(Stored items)
/---

PR #91, opened 2017-11-24
Merging dev into master

xavierdecoster:
To create a stable release of the ServerCommon nupkgs for our NuGet.Jobs pending deployments.

Q: This contains breaking changes in terms of API (e.g. rename of `Certificate` to `EndCertificate` etc), should this be a v3.0.0 release of the nupkgs? (we should actually version our packages independently, but that's a different story)


loic-sharma:
The "breaking" changes are all happening to pre-released packages. I don't think we need to do a v3.0.0 release. Silly question: where do we do the version bump? Is it on VSTS after the master branch has been committed?

xavierdecoster:
Ok, v2.2.4 it is then :)

I'm not sure about the version bump location, but my guess would also be that this is tracked in the VSTS build definition.

xavierdecoster:
Confirmed: the version is set in a VSTS build definition variable.

PR #93, opened 2017-11-27
Revert "Added ValidationResult to the contracts"

loic-sharma:
Reverts NuGet/ServerCommon#87 to unblock `NuGet.Jobs`' `dev-package-signing` -> `dev` merge.


loic-sharma:
My bad, this also reverts #86. This was not intended.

\---

HOW TO COMPLETE THIS TASK:
A precise copy of all the records is needed.

TASK ANSWER:
PR #91, opened 2017-11-24
Merging dev into master

xavierdecoster:
To create a stable release of the ServerCommon nupkgs for our NuGet.Jobs pending deployments.

Q: This contains breaking changes in terms of API (e.g. rename of `Certificate` to `EndCertificate` etc), should this be a v3.0.0 release of the nupkgs? (we should actually version our packages independently, but that's a different story)


loic-sharma:
The "breaking" changes are all happening to pre-released packages. I don't think we need to do a v3.0.0 release. Silly question: where do we do the version bump? Is it on VSTS after the master branch has been committed?

xavierdecoster:
Ok, v2.2.4 it is then :)

I'm not sure about the version bump location, but my guess would also be that this is tracked in the VSTS build definition.

xavierdecoster:
Confirmed: the version is set in a VSTS build definition variable.

PR #93, opened 2017-11-27
Revert "Added ValidationResult to the contracts"

loic-sharma:
Reverts NuGet/ServerCommon#87 to unblock `NuGet.Jobs`' `dev-package-signing` -> `dev` merge.


loic-sharma:
My bad, this also reverts #86. This was not intended.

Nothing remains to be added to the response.